Embarrassed and afraid that I don’t understand much about my personal finances, that I can’t afford the things I need, and that I’ve felt ‘broke’ since I paid my first bill at 18, I’ve resolved to make some changes. At 33.
It began with the fear of not knowing, which is a deathly, cold, but somehow sweaty feeling that creeps in whenever I don’t understand something that I know I should. This fear, which set in most recently after a visit to the bank where I faked my way through figuring out how I was going to pay for graduate school, can at times drive me toward making good choices. Not always, but sometimes.
This time, it lead me to picking up Dave Chilton’ s The Wealthy Barber Returns out of a stack of someone else’s unwanted overflow.
This book taught me a lot, such as what a TFSA (US, Roth IRA) and RRSP (US, 401k) were, how (and why) to pay down my debts, and how to start saving for what I needed.
Some things, I already knew. This is a post about where I started.
After university, I had a boatload of student debt. No one’s fault really but my own. I worked throughout school and my parents helped me out generously, but I qualified for loans and so I took them. And spent them. Mostly on dial-a-beer, cds, concerts, pizza, a few vacations with my then girlfriend, a few new guitars and amps, and the occasional textbook. After five years and two undergrad degrees, this was about $28 000 worth of almost fruitless spending with borrowed money.
This was irresponsible.
And while I’m not defending myself, I knew that while I was in school the loans were interest free, and after school I would just pay them back with the money I received from the amazing job that was sure to come.
I didn’t see the loan as a tax on my future income; I saw it as part of life. Everyone had debt, right? My parents had debt, and they were smart people. I planned to enjoy university while I could and worry about it later. That was the plan.
When I graduated I had about $3000 in my bank account and a job making $18 dollars an hour (26 hours a week) as a Special Education Assistant in Vancouver, by far the most expensive city in the country. Almost broke, not making much more money than my expenses, including debt repayment, and with no intention of finding a second job, I did what any wise 22 year old would do. I bought a second hand scooter. I named him Cringer, because he feared hills and speed over 50.
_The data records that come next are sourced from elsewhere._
PR #208, opened 2026-05-27
runtime: introduce public agency.* namespace

egonSchiele:
## Summary

Introduces a public `agency.*` namespace exported from
`agency-lang/runtime` — the canonical entry point for TS code that
wants to participate in an Agency run. Purely additive: no fixture
changes, no behavior changes.

This is the first of three planned API PRs for the "TS helpers as
first-class participants" effort, and combines Plan 2 (namespace)
with the Task 4 cleanup from Plan 1. The Task 4 cleanup grep
returned empty (`CheckpointLocation`, `maybeRunWithForkedStack`,
`stateExtras`, `state?: unknown`) — Plan 1's PR already removed
them — so the diff here is purely the namespace.

## Surface

```ts

// context reads
agency.ctx() / ctxMaybe()
agency.callsite()
agency.global<T>(name, moduleId?)

// thread subnamespace
agency.thread.current()
agency.thread.user(content) / system(content) / assistant(content)
agency.thread.store() / storeMaybe()
agency.thread.with(threadId, fn)

// checkpoints
agency.checkpoint()
agency.getCheckpoint(id)
agency.restore(id | cp, opts?)
agency.withCallsite(loc, fn)

// handlers / guards
agency.withHandler(handler, fn)
agency.withCostGuard(maxCost, fn)

// test helpers
agency.withTestContext({ctx,stack,threads}, fn)
```

## Design decisions

- **Thread subnamespace from day one.** `agency.thread.*` keeps the
  top-level surface lean and avoids a breaking re-namespacing later
  once the cluster grows (`current` / `user` / `system` /
  `assistant` / `store` / `storeMaybe` / `with` is already 7
  entries). Adding a top-level `agency.userMessage` and migrating
  to `agency.thread.user` later would be a breaking change.

- **No `tool` helper in v1.** `smoltalk.toolMessage(...)` requires a
  `tool_call_id`, which TS helpers rarely have on hand (those are
  emitted by LLM responses). Authors who really need to push a tool
  message can do `agency.thread.current().push(smoltalk.toolMessage(...))`
  directly. Easy to add later if real demand shows up.

- **No `agency.llm` or `agency.withResumableScope` yet.** Those
  land in their own PRs (Plans 3 and 4). Adding them here would
  inflate review surface and conflict with the resumable-scope
  design that is still in flight.

- **Existing exports stay.** `getRuntimeContext`, `agencyStore`,
  `__threads`, `__stateStack`, `__ctx`, `runInTestContext` are still
  re-exported from `lib/runtime/index.ts` because every generated
  `prog.ts` imports them by name. They are now marked in JSDoc as
  the codegen-internal surface — TS helper authors should prefer
  `agency.*`. A separate follow-up could regenerate fixtures to
  drop these from the public API entirely, but that is not "purely
  additive" and out of scope here.

- **`withHandler` delegates to the existing `withPushedHandler`**
  primitive in `asyncContext.ts` — no duplicated push/try/finally
  dance, same combinator as `AgencyFunction.preapprove()`'s factory.

## Tests

`lib/runtime/agency.test.ts` — 24 tests, one per method, including
throw-path restoration for `withHandler` / `withCostGuard` /
`thread.with` and a checkpoint round-trip.

## Validation

- `pnpm tsc --noEmit` clean
- `pnpm test:run` — 4449 / 4449 passing (4425 baseline + 24 new)
- `git status` — only `lib/runtime/agency.ts`, `lib/runtime/agency.test.ts`,
  `lib/runtime/index.ts` changed; no fixtures touched

## Naming bikeshedding

The spec uses `agency`, which overloads with "Agency the language".
Alternatives considered: `runtime`, `lang`, `rt`. Happy to rename if
you'd prefer something else now — retrofitting is breaking, so it's
worth deciding before merge.

### DIFF
--- a/packages/agency-lang/lib/runtime/agency.ts
+++ b/packages/agency-lang/lib/runtime/agency.ts
@@ -1,0 +1,204 @@
+/**
+ * Public `agency.*` namespace — the canonical entry point for TS code
+ * that wants to participate in an Agency run (read context, push
+ * thread messages, install handlers, create checkpoints, etc.).
+ *
+ * Every method is a thin wrapper over an existing runtime function;
+ * no new behavior is added here. The namespace exists for
+ * discoverability and to give docs/IDEs a single surface to point at.
+ *
+ * Naming conventions:
+ *  - No underscore prefix. Read APIs throw on missing frame by
+ *    default; `*Maybe` variants return `undefined` instead.
+ *  - `with*` prefix for scope-installing helpers (run a callback with
+ *    a temporary modification to the active frame).
+ *  - Thread-related operations live under `agency.thread.*` to keep
+ *    the top-level surface lean; e.g. `agency.thread.user("hi")` and
+ *    `agency.thread.current()`.
+ *  - Codegen-emitted internals (`getRuntimeContext`, `agencyStore`,
+ *    `__threads`, `__stateStack`, `__call`, `__callMethod`,
+ *    `runInTestContext`) keep their existing names and are still
+ *    exported from `agency-lang/runtime` because generated code
+ *    imports them directly. TS helper authors should prefer
+ *    `agency.*`.
+ *
+ * See docs/site/guide/ts-helpers.md (PR #5) for the long-form guide.
+ */
+import * as smoltalk from "smoltalk";
+import {
+  agencyStore,
+  getRuntimeContext,
+  runInTestContext,
+  withCallsite as _withCallsite,
+  withPushedHandler,
+  type CallsiteLocation,
+} from "./asyncContext.js";
+import {
+  checkpoint as _checkpoint,
+  getCheckpoint as _getCheckpoint,
+  restore as _restore,
+} from "./checkpoint.js";
+import type { RestoreOptions } from "./errors.js";
+import { CostGuard } from "./guard.js";
+import type { Checkpoint } from "./state/checkpointStore.js";
+import type { RuntimeContext } from "./state/context.js";
+import type { StateStack } from "./state/stateStack.js";
+import type { MessageThread } from "./state/messageThread.js";
+import type { ThreadStore } from "./state/threadStore.js";
+import type { HandlerFn } from "./types.js";
+
+// ---- Context reads -----------------------------------------------------
+
+/** Read the active `RuntimeContext`. Throws when called outside any
+ *  `agencyStore.run(...)` frame (i.e. from non-Agency code). Tests
+ *  that need a frame can use `agency.withTestContext({ctx,stack,threads}, fn)`. */
+const ctx = (): RuntimeContext<any> => getRuntimeContext().ctx;
+
+/** Lax variant of `agency.ctx()`. Returns `undefined` outside any frame. */
+const ctxMaybe = (): RuntimeContext<any> | undefined => agencyStore.getStore()?.ctx;
+
+/** Per-call-site source location seeded by `Runner.runInScope` for
+ *  every step body. Returns `undefined` outside any frame or in
+ *  frames where no callsite was installed (bootstrap scope). */
+const callsite = (): CallsiteLocation | undefined => agencyStore.getStore()?.callsite;
+
+/** Read a module-scoped global. Same semantics as the Agency-level
+ *  `globals.get(moduleId, name)`. `moduleId` defaults to `""`
+ *  (the bare/anonymous module). */
+const global_ = <T = unknown>(name: string, moduleId = ""): T =>
+  ctx().globals.get(moduleId, name) as T;
+
+// ---- Thread subnamespace ----------------------------------------------
+
+/** Active `MessageThread`, creating one if none is active yet. */
+const threadCurrent = (): MessageThread =>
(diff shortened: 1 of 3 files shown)


packages/agency-lang/lib/runtime/agency.ts
```diff
@@ -0,0 +1,204 @@
...
+/** Restore execution to a prior checkpoint. Throws `RestoreSignal`;
+ *  the surrounding runtime catches it and rewinds. */
+const restore = (
+  idOrCp: number | Checkpoint,
+  opts: RestoreOptions = {},
+): void => _restore(idOrCp, opts);
+
+/** Run `fn` with a custom `callsite` installed on the active frame.
+ *  Throws when called outside any agency frame. */
+const withCallsite = <T>(loc: CallsiteLocation, fn: () => T): T =>
```
egonSchiele, line 148: what is a call site? When would users use this?

packages/agency-lang/lib/runtime/agency.ts
```diff
@@ -0,0 +1,204 @@
...
+/** Push `handler` onto `ctx.handlers` for the duration of `fn`; pop in
+ *  finally. Thin wrapper over the shared `withPushedHandler` primitive
+ *  in `asyncContext.ts` so user code and `AgencyFunction`'s preapprove
+ *  factory go through the same encapsulated combinator. */
+const withHandler = <T>(
+  handler: HandlerFn,
+  fn: () => Promise<T>,
+): Promise<T> => withPushedHandler(ctx(), handler, fn);
+
+/** Install a `CostGuard(maxCost)` on the active branch's
```
egonSchiele: are you also planning to add `withTimeGuard`? Or that not needed?

packages/agency-lang/lib/runtime/agency.ts
```diff
@@ -0,0 +1,204 @@
...
+  }
+};
+
+// ---- Test helpers ------------------------------------------------------
+
+/** Install an ALS frame from explicit `{ctx, stack, threads}` for
+ *  tests that exercise stdlib helpers directly. Mirrors
+ *  `runInTestContext` with an object-arg signature so it composes
+ *  with the rest of the namespace. */
+const withTestContext = <T>(
```
egonSchiele, line 225: Would this ever be used by users, or only in tests? If it will be used by users, I think it needs a different name, to make it clear that this is not just to be used in a test context. If it will not be used by users, for any of these functions that are only for internal functionality, we should document them as internal when you write the documentation.

packages/agency-lang/lib/runtime/agency.ts
```diff
@@ -0,0 +1,204 @@
...
+    with: threadWith,
+  },
+
+  checkpoint,
+  getCheckpoint,
+  restore,
+  withCallsite,
+
+  withHandler,
+  withCostGuard,
```
egonSchiele, line 260: I think `addCost` would be another useful function, for users who use their own LLM function instead of the one built into agency, but still want to track the cost and have the cost guard fire if the cost is too high.

egonSchiele:
Pushed c4a0079a addressing all review feedback.

**Bug fix (Copilot, withCostGuard L156):** real bug — switched to `getRuntimeContext().stack` (ALS-resolved per-branch stack) so the guard cannot leak across fork/race siblings. Added a per-branch isolation test that constructs a distinct `branchStack` and asserts the guard lands there, not on `ctx.stateStack`. Tests updated accordingly (Copilot L251).

**Naming convention (Copilot L17):** kept `callsite()` returning `undefined` (callsite is intrinsically optional — bootstrap frames omit it even when there's a valid frame, so `Maybe` would over-promise). The header JSDoc now calls out `callsite()` as the lone exception so the convention is no longer silently violated.

**Dead doc link (Copilot L25):** removed the `docs/site/guide/ts-helpers.md` reference.

**`thread.with` sync widening (Copilot L110):** widened to `fn: () => T | Promise<T>` returning `Promise<T>`.

**`withCallsite` docs (Egon L131):** rewrote the JSDoc to explain what a callsite is (the source location `Runner.runInScope` seeds per step to attribute checkpoints), when users would need to override it (rarely — only TS helpers subdividing their own work into substeps for debugger / trace attribution), and added a small example. Most TS helpers should never touch it.

**`withTimeGuard` (Egon L145):** added. Same shape as `withCostGuard`, same ALS-stack fix.

**`withTestContext` naming (Egon L166):** marked `@internal` with a JSDoc note saying it's a test-only escape hatch and shouldn't be used in production TS-helper code (those frames are seeded by `Runner.runInScope`).

**`addCost` (Egon L201):** added. Bumps `localCost`, calls `chargeGuards(amount)`, then `enforceGuards()` — the same three-step sequence `lib/runtime/prompt.ts` runs after every built-in `llm()` completion. So a TS helper that wraps its own paid call site can route through `agency.addCost(...)` and get free participation in `getCost()` / `withCostGuard` / `withTimeGuard`.

29/29 tests pass (added 5 new: per-branch isolation, TimeGuard install + throw-path, addCost accumulation + guard-trip). Full suite 4454/4454 (4425 baseline + 29).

It cost 2/3 of my savings, but it was super rad. It was a Yamaha BW50. It was also a poor decision.
Eventually I found a job teaching. It paid $37 500 and I felt like I hit the jackpot. But as my income increased, so did my spending. It wasn’t long before I upgraded to a new motorcycle and got out of the basement apartment and into a place with a pool, closer to the mall. I still never had more that a thousand dollars in the bank, but I was a teacher now. I was gilded. I was going to be OK.
I kept up this lifestyle for half a decade. Never having much savings, just trying to have fun and eat good sushi. I had never heard the term “Lifestyle Inflation”, but I was sure guilty of it.
But the debts didn’t go away. I never really checked the OSAP (Ontario Student Assistance Program, the lender) website which let me track my payments. I just assumed things were going well. After a few years, when I finally did check it, I was stunned by how much money I still owed. Where had all my money been going every month?
You already know – to interest. Ug. I felt sick.
The OSAP website included an interest calculator, and when I found out what my loan was costing me on my current repayment schedule, I was floored. It was well over 30 grand.
Immediately, I panicked and took the few thousand I did have in the bank and threw it at the loan. Then I upped the repayment schedule and stopped the daily sushi binge. For 2 years, between 24 and 26, I didn’t spend a lot of money. I ate primarily from the discount grocery store, didn’t go on any big trips, and gave every spare dime to the OSAP people.
One day, I got a letter in the mail. In a large, bold font it read: “Congratulations, you have paid your student loans in full”. It was a proud day, and that letter hung on my fridge for over two years.
I wish I knew the damage that interest repayments can have on my debt repayment. I just didn’t understand that paying the minimum was no way to pay down the debt. I know, it’s very naive, and I have no excuses.
But mistakes build character, and I know now. To this day I take on debt only when absolutely necessary, and even then it’s an extremely difficult decision. I’ll explain in future posts when and in what circumstances I’m comfortable with debt. For now, I just want to start my money story with the mistakes I’ve made that got me to where I am.
Very early I learned –
- Pay more than the minimum. Pay as much as you can, actually. Mr. Money Mustache calls debt an emergency. He feels that you should treat debt like your hair is on fire. While I don’t think I would resort to never paying for a coffee if I were in debt, I very much understand the sentiment.
- Just because you can pay your bills every month doesn’t mean your money situation is fine. I felt for a long time that if I could afford my monthly bills, then I was OK. But it just isn’t the case. Looking at your money month-to-month is like looking at your health day to day. “Well, I don’t have heart disease today, guess I can eat another six dozen donuts before bed.” Taking such a small view of your finances will hurt you in the long run.
Learn from my mistakes to avoid making your own.